Ann Budd has seen the world through her research involving the evolution of coral reefs.
The 59-year-old U. Iowa geoscience professor has always been an adventure seeker. But it wasn’t until her sophomore year studying abroad — she lived next to London’s British Museum of Natural History — that she took an interest in geology.
“That’s how I got into marine ecology and stuff like that, just going to visit the British Museum and seeing all of its weird fossils and collections,” she said.
After finishing her undergraduate work at Lawrence University in Appleton, Wis., the Richmond, Va., native attended Johns Hopkins University for graduate school, where she got into scuba diving.
“There weren’t many rules like there are today back when I got into diving,” she said. “We used to dive down to 100 feet and do all kinds of crazy things that would be completely illegal today.”
Because of her diving experience, Budd was asked to travel with her professor to Jamaica and help with an experiment.
This is when she began to focus her studies on corals.
“At that time, I was interested in their sizes and shapes and how they changed with the environment,” she said.
Her Ph.D. thesis involved transporting corals, watching them grow, and then collecting and quantifying them by size and shape.

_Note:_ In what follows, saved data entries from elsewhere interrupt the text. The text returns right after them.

PR #486, opened 2019-09-30
Use voro++ to compute Voronoi diagrams.

bdice:
**This PR replaces #362, which I rewrote to use a git submodule.** PR #362 was too far out of sync with `next` to salvage.

## Description
This PR adds the voro++ library ([homepage](http://math.lbl.gov/voro++/), [GitHub repo](https://github.com/chr1shr/voro)) written by Chris Rycroft (@chr1shr) to freud. This will replace the existing Voronoi methods, which used less sophisticated algorithms and were quite slow.

## Motivation and Context
Issue #305 describes challenges with Voronoi performance -- this continues to be a bottleneck for my current analyses, so I found it worthwhile to rewrite this entire feature using voro++.

## How Has This Been Tested?
I have adapted existing Voronoi tests, which work as expected in both 2D and 3D systems. Some changes (like reordering of vertices in a Voronoi cell) are expected, so I added functions to sort the vertices in a deterministic way for the purpose of testing. Currently, this new approach is about 32x faster for a system of 5000 random points in a cubic box of side length 10.

## Types of changes

## Checklist:

### DIFF
--- a/cpp/locality/Voronoi.cc
+++ b/cpp/locality/Voronoi.cc
@@ -1,195 +1,170 @@
 // Copyright (c) 2010-2019 The Regents of the University of Michigan
 // This file is from the freud project, released under the BSD 3-Clause License.
 
-#include <stdexcept>
 #include <tbb/tbb.h>
 #include <cmath>
 #include <vector>
 
 #include "Voronoi.h"
-
-#if defined _WIN32
-#undef min // std::min clashes with a Windows header
-#undef max // std::max clashes with a Windows header
-#endif
+#include "NeighborBond.h"
 
 /*! \file Voronoi.cc
-    \brief Build a cell list from a set of points.
+    \brief Computes Voronoi neighbors for a set of points.
 */
 
 namespace freud { namespace locality {
 
-// Default constructor
-Voronoi::Voronoi()
-{}
-
-// A compare function used to sort NeighborBonds
-bool compareNeighborPairs(const NeighborBond &n1, const NeighborBond &n2)
-{
-    return n1.less_id_ref_weight(n2);
-}
-
-typedef tbb::enumerable_thread_specific< std::vector<NeighborBond> > BondVector;
-
-void add_valid_bonds(BondVector::reference local_bonds,
-    unsigned int i, unsigned int expanded_i,
-    unsigned int j, unsigned int expanded_j,
-    unsigned int N, float weight, float distance)
-{
-    // Make sure we only add bonds with real particles as the reference
-    if (i < N && distance != 0)
+// Voronoi calculations should be kept in double precision.
+void Voronoi::compute(const box::Box &box, const vec3<double>* points, unsigned int n_points)
     {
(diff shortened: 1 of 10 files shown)


vyasr:
Good call on making a new PR. This approach also has the ancillary approach of avoiding having our history cluttered with all the Voro++ files. I'll aim to review later today.

cpp/locality/Voronoi.cc
```diff
@@ -1,195 +1,170 @@
...
+            boxLatticeVectors[2] = box.getLatticeVector(2);
+        }
+        voro::container_periodic container(
+            boxLatticeVectors[0].x,
+            boxLatticeVectors[1].x,
+            boxLatticeVectors[1].y,
+            boxLatticeVectors[2].x,
+            boxLatticeVectors[2].y,
+            boxLatticeVectors[2].z,
+            3, 3, 3, 3
```
vyasr, line 42: Why do we have 3 blocks in each direction? And what is the logic for the choice of the initial memory allocation?

cpp/locality/Voronoi.cc
```diff
@@ -1,195 +1,170 @@
...
+        );
+
+        for (size_t query_point_id = 0; query_point_id < n_points; query_point_id++) {
+            container.put(query_point_id, points[query_point_id].x, points[query_point_id].y, points[query_point_id].z);
+        }
```
vyasr, line 47: I'm personally inclined to avoid using the `query_point` terminology at all in this code, since Voronoi constructions don't really make sense for two distinct sets of points. I could be convinced otherwise, though, if you think it's a helpful mental model. Thoughts?

vyasr: I also don't think it's a good enough reason to hold up this PR. So if nothing else major crops up I'm not going to bother asking for a change no matter where we come down.

tests/test_locality_Voronoi.py
```diff
@@ -5,46 +5,81 @@
 import util
 
 
-@util.skipIfMissing('scipy.spatial')
+def sort_rounded_xyz_array(arr, decimals=4):
```
vyasr, line 8: Add a comment on the reason for the sort order.

vyasr (approved):
This looks great! I have a couple of questions I'd like answered before you merge, and one comment I'd like added to the tests, but I'm approving contingent on that happening.

cpp/locality/Voronoi.cc
bdice: I'm just trying to keep it consistent. I don't know what else I would call it without being _more_ strange, since we've standardized terms elsewhere in the codebase.

cpp/locality/Voronoi.cc
bdice: I added a comment about this marked as `TODO`.

tests/test_locality_Voronoi.py
bdice: Done.

Issue #420, opened 2019-09-02
RawPoints shouldn't make an AABBQuery unless needed by querySingle


bdice:
An internally-held AABBQuery should not be made on construction of a RawPoints object, only if `querySingle` is called.

Maybe initialize `aq` as a null pointer. When `querySingle` is called, then construct the AABBQuery before querying if needed. Being parallel-safe may be tricky.

_Originally posted by @bdice in https://github.com/glotzerlab/freud/pull/419_

vyasr:
Resolved by #489.

PR #489, opened 2019-09-30
Refactor/update locality matchenv apis

### LINKED ISSUE #278: Environment Matching helper function
As suggested by @bvansade, it could be useful to create a helper function that assists users in selecting parameters for `MatchEnv`. In my experience, it's rather difficult to find settings that work well without a deep understanding of the module and its algorithms, so any sort of helpful heuristic would be nice. Perhaps this would work by scanning a range of settings and doing some kind of optimization.

@erteich @jglaser @xiyudu I'd be happy to hear your thoughts on this!

vyasr:
## Description
This PR has a few unrelated changes in it that unfortunately sort of cascaded.
- The LinkCell constructor argument order has been swapped, and `cell_width` is now optional and computed for the user if none is provided. I'm open to ideas on improving the calculation, but I would prefer to push that to a separate PR (presumably after the 2.0 beta release) since it's not API-related.
- Changes `RawPoints` to create its `AABBQuery` only when needed. The key is to do it in `query` rather than `querySingle` so that there are no parallelism issues. It will error out if a user manually calls `querySingle` rather than having it called through the `query->NeighborQueryIterator::query->querySingle` chain, but I think that's OK since that's not currently part of the Python API anyway.
- Simplifies the `Compute` class by removing many of the decorators and inferring that information based on function names. This change is made possible by further standardization of the API.
- That standardization requires that `MatchEnv` be brought into conformance with the rest of freud. The largest part of this PR is a significant rewrite of `MatchEnv` that splits it into 3 separate classes that are each responsible for a single calculation. I also did a lot of cleanup to make the classes a bit easier to understand.

Remaining to-dos:
- The `getEnvironment` function should be removed in favor of just having the cluster environments all just exposed through a `ManagedArray` or similar interface.
- I recommend making everything other than `EnvironmentCluster` private on the Python side for now, until we hear from more users about whether or not they actually make use of `minRMSDMotif` 
 and `matchMotif`.
- These classes should be switched to using `NeighborQuery`. It won't be too large a change if we still just use `makeDefaultNList` on the C++ side.
- I need to add tests for the two new compute classes. I have some basic ones written, but not in the form of `unittest` class methods yet.

## Motivation and Context

Resolves: #420. I think this also resolves #278. Splitting into three classes clarifies the use of each calculation, there's no longer any confusion of which attributes are populated or what they mean (and how to use them), and the only free parameter left is the threshold, for which I added documentation along the lines of what @erteich suggested in #278. The threshold will always be a free variable, so I think some guidance regarding how to pick it is the most we can do.

It's also a significant step towards making it easier to actually understand the code in MatchEnv.

## How Has This Been Tested?
Existing tests pass.

## Types of changes

## Checklist:

### DIFF
--- a/cpp/environment/MatchEnv.cc
+++ b/cpp/environment/MatchEnv.cc
@@ -603,7 +603,7 @@ void MatchEnv::cluster(const freud::locality::NeighborList* env_nlist,
 
     // done looping over points. All clusters are now determined. Renumber
     // them from zero to num_clusters-1.
-    populateEnv(dj, true);
+    populateEnv(dj, m_env_index, m_env, m_tot_env, true);
 }
 
 void MatchEnv::matchMotif(const freud::locality::NeighborList* nlist, const vec3<float>* points,
@@ -675,7 +675,7 @@ void MatchEnv::matchMotif(const freud::locality::NeighborList* nlist, const vec3
     // DON'T renumber the clusters in the disjoint set from zero to
     // num_clusters-1. The way I have set it up here, the "0th" cluster
     // is the one that matches the motif.
-    populateEnv(dj, false);
+    populateEnv(dj, m_env_index, m_env, m_tot_env, false);
 }
 
 std::vector<float> MatchEnv::minRMSDMotif(const freud::locality::NeighborList* nlist,
@@ -754,12 +754,12 @@ std::vector<float> MatchEnv::minRMSDMotif(const freud::locality::NeighborList* n
     // DON'T renumber the clusters in the disjoint set from zero to
     // num_clusters-1. The way I have set it up here, the "0th" cluster
     // is the one that matches the motif.
-    populateEnv(dj, false);
+    populateEnv(dj, m_env_index, m_env, m_tot_env, false);
 
     return min_rmsd_vec;
 }
 
-void MatchEnv::populateEnv(EnvDisjointSet dj, bool reLabel)
+void MatchEnv::populateEnv(EnvDisjointSet dj, util::ManagedArray<unsigned int> &env_index, std::map<unsigned int, std::vector<vec3<float> > > &env, util::ManagedArray<vec3<float> > &tot_env, bool reLabel)
 {
     std::map<unsigned int, unsigned int> label_map;
 
@@ -783,7 +783,7 @@ void MatchEnv::populateEnv(EnvDisjointSet dj, bool reLabel)
                 label_map[c] = cur_set;
                 std::vector<vec3<float>> vecs = dj.getAvgEnv(c);
                 label_ind = reLabel ? label_map[c] : c;
-                m_env[label_ind] = vecs;
+                env[label_ind] = vecs;
                 cur_set++;
             }
             else
@@ -792,10 +792,10 @@ void MatchEnv::populateEnv(EnvDisjointSet dj, bool reLabel)
             }
 
             // label this particle in m_env_index
-            m_env_index[particle_ind] = label_ind;
+            env_index[particle_ind] = label_ind;
             for (unsigned int m = 0; m < part_vecs.size(); m++)
             {
-                m_tot_env(particle_ind, m) = part_vecs[m];
+                tot_env(particle_ind, m) = part_vecs[m];
             }
             particle_ind++;
         }
--- a/cpp/environment/MatchEnv.cc
+++ b/cpp/environment/MatchEnv.cc
@@ -485,7 +485,6 @@ std::map<unsigned int, unsigned int> minimizeRMSD(const box::Box &box, const vec
 /************
  * MatchEnv *
  ************/
-
 MatchEnv::MatchEnv(const box::Box& box, float r_max, unsigned int num_neighbors) : m_box(box), m_r_max(r_max), m_num_neighbors(num_neighbors)
 {
     m_max_num_neighbors = 0;
@@ -667,9 +666,9 @@ unsigned int EnvironmentCluster::populateEnv(EnvDisjointSet dj)
     return cur_set;
 }
 
-/**********************
- * EnvironmentCluster *
- **********************/
+/*************************
+ * EnvironmentMotifMatch *
+ *************************/
 void EnvironmentMotifMatch::compute(const freud::locality::NeighborList* nlist, const vec3<float>* points,
                           unsigned int Np, const vec3<float>* motif, unsigned int motif_size, float threshold,
                           bool registration)
--- a/cpp/environment/MatchEnv.cc
+++ b/cpp/environment/MatchEnv.cc
@@ -269,11 +269,10 @@ std::vector<vec3<float>> EnvDisjointSet::getIndividualEnv(const unsigned int m)
  * Convenience functions *
  *************************/
 std::pair<rotmat3<float>, BiMap<unsigned int, unsigned int>>
-isSimilar(Environment& e1, Environment& e2, float r_max, float threshold_sq, bool registration)
+isSimilar(Environment& e1, Environment& e2, float threshold_sq, bool registration)
 {
     BiMap<unsigned int, unsigned int> vec_map;
     rotmat3<float> rotation = rotmat3<float>(); // this initializes to the identity matrix
-    float r_max_sq = r_max*r_max;
 
     // If the vector sets do not have equal numbers of vectors, just return
     // an empty map since the 1-1 bimapping will be too weird in this case.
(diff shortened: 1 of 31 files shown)


cpp/environment/MatchEnv.cc
```diff
@@ -614,45 +610,88 @@ void MatchEnv::cluster(const freud::locality::NeighborList* env_nlist,
...
+            particle_ind++;
+        }
+    }
+
+    // specify the number of cluster environments
+    return cur_set;
+}
+
+/**********************
+ * EnvironmentCluster *
```
```suggestion
 * EnvironmentMotifMatch *
```

cpp/locality/LinkCell.cc
```diff
@@ -213,9 +213,23 @@ LinkCell::LinkCell()
...
+    // Want n_points/num_cells = 10
+    if (cell_width == 0)
+    {
+        // This number is arbitrary because there is no way to determine an
+        // appropriate cell density for an arbitrary triclinic box.
+        const unsigned int num_particle_per_cell = 10;
+        vec3<float> L = box.getNearestPlaneDistance();
+        unsigned int desired_num_cells = std::max(n_points/num_particle_per_cell,
+                                                  static_cast<unsigned int>(1));
+        m_cell_width = std::cbrtf(float(L.x*L.y*L.z)/desired_num_cells);
```
bdice: Don't you just want the volume? Also this probably fails for 2D where `L.z == 0`?
```suggestion
        m_cell_width = std::cbrtf(box.getVolume()/desired_num_cells);
```

cpp/locality/LinkCell.h
```diff
@@ -184,11 +184,8 @@ class LinkCell : public NeighborQuery
     //! Null Constructor
     LinkCell();
 
-    //! Old constructor
-    LinkCell(const box::Box& box, float cell_width);
-
     //! New constructor
```
bdice:
```suggestion
    //! Constructor
```

cpp/locality/RawPoints.h
```diff
@@ -28,19 +30,45 @@ class RawPoints : public NeighborQuery
...
+    }
+
     // dummy implementation for pure virtual function in the parent class
     virtual std::shared_ptr<NeighborQueryPerPointIterator> querySingle(const vec3<float> query_point, unsigned int query_point_idx,
                                                          QueryArgs qargs) const
     {
-        return aq.querySingle(query_point, query_point_idx, qargs);
+        if (!aq)
+        {
+            throw std::runtime_error("The underlying AAABBQuery object has not yet been initialized. This likely developer failure.");
```
bdice:
```suggestion
            throw std::runtime_error("The underlying AABBQuery object has not yet been initialized. This is likely developer failure.");
```

freud/common.pyx
```diff
@@ -42,91 +39,41 @@ cdef class Compute:
     """
 
     def __cinit__(self):
-        self._called_compute = {"compute": False}
-
-    def _set_compute_flag(self, flag_name):
-        self._called_compute[flag_name] = False
+        self._called_compute = False
+
+    def __getattribute__(self, attr):
```
bdice, line 45: I'm not sure if I like removing the decorators and relying on "magic names," since it's less transparent for new developers. But I don't have strong feelings on it.

freud/common.pyx
```diff
@@ -24,15 +24,12 @@ cdef class Compute:
     .. code-block:: python
         class Cluster(Compute):
 
-            @Compute._compute("computeClusters")
-            def computeClusters(...)
+            def compute(...)
                 ...
 
-            @Compute._computed_property("computeClusters")
```
bdice, line 31: I'm not sure if you meant to remove this line. I think it should just have no argument?

freud/environment.pyx
```diff
@@ -373,17 +369,17 @@ cdef class LocalDescriptors(PairCompute):
             nlist.get_ptr(), dereference(qargs.thisptr))
         return self
 
-    @Compute._computed_property()
+    @Compute._computed_property
     def nlist(self):
-        return freud.locality.nlist_from_cnlist(self.thisptr.getNList())
+        return freud.locality._nlist_from_cnlist(self.thisptr.getNList())
```
bdice, line 374: Should this be a static method / class method of `NeighborList`? Similarly for `BoxFromCPP` and `freud.box.Box`.

freud/environment.pyx
```diff
@@ -409,9 +405,104 @@ cdef class LocalDescriptors(PairCompute):
                     negative_m=self.negative_m, mode=self.mode)
 
 
-cdef class MatchEnv(Compute):
-    R"""Clusters particles according to whether their local environments match
-    or not, according to various shape matching metrics.
+def minimizeRMSD(box, ref_points, points, registration=False):
+    R"""Get the somewhat-optimal RMSD between the set of vectors ref_points
```
bdice, line 409: Don't say "somewhat-optimal" -- it's at least a local minimum, right?

cpp/locality/LinkCell.cc
vyasr: Good call.

freud/common.pyx
vyasr: I had the same thought for a bit. But I do like that it provides a tiny bit of extra enforcement for our API standards. It also significantly simplifies things given that aside from properties all the other methods are very standard (`compute`, `reset`, and `plot` are well-defined standards in the context of the new freud API IMO).

freud/environment.pyx
vyasr: Yes, I think that makes sense. However, since neither of these methods is part of the public API I just made an issue, we can wait on this for now.

freud/environment.pyx
vyasr: Yes, it finds a local minimum in some region of the landscape, but there's some random number generation in there, so running it multiple times can give you different results. So it seems pretty inaccurate to remove the extra qualifications.

freud/common.pyx
bdice: Good enough justification -- resolving this.

freud/environment.pyx
```diff
@@ -409,353 +405,404 @@ cdef class LocalDescriptors(PairCompute):
                     negative_m=self.negative_m, mode=self.mode)
 
 
-cdef class MatchEnv(Compute):
-    R"""Clusters particles according to whether their local environments match
-    or not, according to various shape matching metrics.
+def _minimizeRMSD(box, ref_points, points, registration=False):
```
bdice, line 408:
```suggestion
def _minimize_RMSD(box, ref_points, points, registration=False):
```

freud/environment.pyx
```diff
@@ -409,353 +405,404 @@ cdef class LocalDescriptors(PairCompute):
...
+    cdef map[unsigned int, unsigned int] results_map = \
+        freud._environment.minimizeRMSD(
+            dereference(b.thisptr),
+            <vec3[float]*> &l_ref_points[0, 0],
+            <vec3[float]*> &l_points[0, 0],
+            nRef1, min_rmsd, registration)
+    return [min_rmsd, np.asarray(l_points), results_map]
+
+
+def _isSimilar(box, ref_points, points, threshold, registration=False):
```
bdice, line 454:
```suggestion
def _is_similar_motif(box, ref_points, points, threshold, registration=False):
```

freud/environment.pyx
```diff
@@ -409,353 +405,404 @@ cdef class LocalDescriptors(PairCompute):
...
+
+    cdef const float[:, ::1] l_ref_points = ref_points
+    cdef const float[:, ::1] l_points = points
+    cdef unsigned int nRef1 = l_ref_points.shape[0]
+    cdef unsigned int nRef2 = l_points.shape[0]
+    cdef float threshold_sq = threshold*threshold
+
+    if nRef1 != nRef2:
+        raise ValueError(
+            ("The number of vectors in ref_points must MATCH"
```
bdice, line 495: Easy there, cowboy. 🤠 
```suggestion
            ("The number of vectors in ref_points must match"
```

freud/environment.pyx
```diff
@@ -409,353 +405,404 @@ cdef class LocalDescriptors(PairCompute):
...
             registration, global_search)
         return self
 
-    @Compute._compute()
-    def matchMotif(self, points, ref_points, threshold, registration=False,
-                   nlist=None):
-        R"""Determine clusters of particles that match the motif provided by
-        ref_points.
+    @Compute._computed_property
+    def clusters(self):
```
bdice, line 611: For consistency with other clustering methods?
```suggestion
    def cluster_idx(self):
```

bdice (approved):
Approving. Let's merge and put change requests into a new PR.

freud/environment.pyx
vyasr: :)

Budd didn’t get into paleontology studies on coral reefs until she finished her Ph.D. and came to Iowa in 1978. Paleontology is the study of life in its prehistoric forms.
One specific project she worked on in the 1990s sticks out in her mind.
“We hopped all over the Caribbean and made large collections of corals,” she said. “We brought them back here and identified them, then tried to figure out when certain corals went extinct and what types of environmental factors were associated with the extinction events.”
This particular trip saw Budd travel to Costa Rica, Jamaica, and Trinidad, among other places.
“She is better traveled than most,” said sister Emilie Budd, 56, who described Ann Budd as vehemently independent and a cultured person.
Her fluency in German as well as her knowledge of many other languages has helped Ann Budd throughout a career that deals with science on an international level.
“A lot of people change their research as they go through their career,” she said. “But mine has always been devoted to corals, probably because there is not very much known about them, and there are a lot of very interesting places to go, different people to meet.”
Jim Klaus, a former student of hers who is now an assistant professor at the University of Miami, remembers how she exposed him to new opportunities.
“What I found most enjoyable is that she gives her students a chance to explore what interests them while also introducing them to new ideas that they normally wouldn’t have the chance to experience,” he said.
It is obvious to students, colleagues, and family that Budd has a sincere wish to better our oceans through concentrated research.
“Her career is who she is,” said her proud younger sister. “She is not pretentious about any of it. It has never been about making money. Everything she does is about improving her research or making a better experience for her students. She is one of the lucky souls who loves what she does.”